Don’t Let Bad Thoughts Make a Nest in Your Head
Let them fly over your head
Uncontrolled negative thinking or bad thoughts do not need to make a nest in your head. Everyone has at one time or another had a bad thought run through their mind. Stop right there. A thought can fly over your head, but it doesn’t need to land and make a nest. I’d like to think this was an original thought. However, I heard this at a convention years ago. It has stuck with me ever since.
Most people will agree that you are what you feed your mind. A healthy diet of upbuilding reading or viewing along with uplifting conversation usually will keep a person on a positive-thinking tract and away from bad thoughts.
Nevertheless, from time to time in our imperfection, those ugly gremlins or bad thoughts and extreme negative thinking pop up in the mind. Some people may think that they are a bad person for having such a thought. However, if they locked everybody up that had a bad thought we would all be in jail.

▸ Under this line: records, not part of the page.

PR #1887, opened 2016-08-05
Stop ErrFinishedWalk from escaping from Repositories walk

hinshun:

### DIFF
--- a/registry/storage/catalog.go
+++ b/registry/storage/catalog.go
@@ -10,11 +10,6 @@ import (
 	"github.com/docker/distribution/registry/storage/driver"
 )
 
-// ErrFinishedWalk is used when the called walk function no longer wants
-// to accept any more values.  This is used for pagination when the
-// required number of repos have been found.
-var ErrFinishedWalk = errors.New("finished walk")
-
 // Returns a list, or partial list, of repositories in the registry.
 // Because it's a quite expensive operation, it should only be used when building up
 // an initial set of repositories.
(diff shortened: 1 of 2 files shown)


stevvooe:
Looks like `Repositories` should return `io.EOF` to single that the dataset is complete. `ErrFinishedWalk` should never have escaped. That is an implementation detail of `Walk`.

stevvooe:
LGTM

registry/storage/catalog.go
```diff
@@ -49,17 +48,22 @@ func (reg *registry) Repositories(ctx context.Context, repos []string, last stri
 
 		// if we've filled our array, no need to walk any further
 		if len(foundRepos) == len(repos) {
```
dmcgowan: This change looks fine but I am wondering why this check is done here rather than before line 45. The call returns immediately after adding to `foundRepos`, seems like adding to `foundRepos` should be followed up by an array size check.

dmcgowan:
LGTM

registry/storage/catalog.go
stevvooe: This is done here for safety. We really don't want this check getting mucked up in the logic above, if it changes.

hinshun: Currently, if the array size check will be fulfilled but it is also the last repo, we want to return `io.EOF` instead of `errFinishedWalk` that will end up being dropped. So this behaviour makes sense but I also had that same question when I saw it.

dmcgowan: Okay, I see why it is useful to not return the `io.EOF` instead of `errFinishedWalk`.  However won't this allow `len(foundRepos) > len(repos)`? In that case an `io.EOF` could be returned, but there are `foundRepos` entries not copied into `repos`, essentially `n < len(foundRepos)`  after `n = copy(repos, foundRepos)`.

hinshun: Yes, there could be one additional `foundRepos` entry that isn't copied, but the argument `last` we use to skip repositories is computed from the `repos` buffer we passed in, so we won't skip any repositories on a subsequent call. Unfortunately, there isn't a way without changing `Walk` to lookahead without letting it incur the extra `Stat` on the next child.

stevvooe:
LGTM

RichardScothern:
LGTM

The key is not to dwell on the thought; not to act upon such thinking. How can you switch channels? There are many ways. Here are a few you might want to try:
- Change your physical positioning. If you are sitting, get up and walk. If you are walking, try running. Exercise works wonder.
- Call a friend to get your mind away from current thoughts.
- Pray. For me this is the most important communication with the Creator, and ask for help.
- Recognize the negative thought. If the thought is about a person, try and look at the positive things of the person.
- Sing upbuilding songs with cheerful lyrics.
- Practice giving and not receiving. Do something nice for someone.
Life is a growth process no matter how old you are. Learning and developing skills to enhance your life and those you touch can reward you with joy and happiness. This is challenging. The more you surround yourself with good association and focus on solutions and not problems, the easier the challenge will become.
Yes, you will still have a bad thought now and then. Hopefully, fewer and less often not allowing them to make a nest in your head. Nests are for the birds!
Thank you for reading.
This is in response to the prompt inspired by Sujona Chatterjee, “we are not our thoughts.”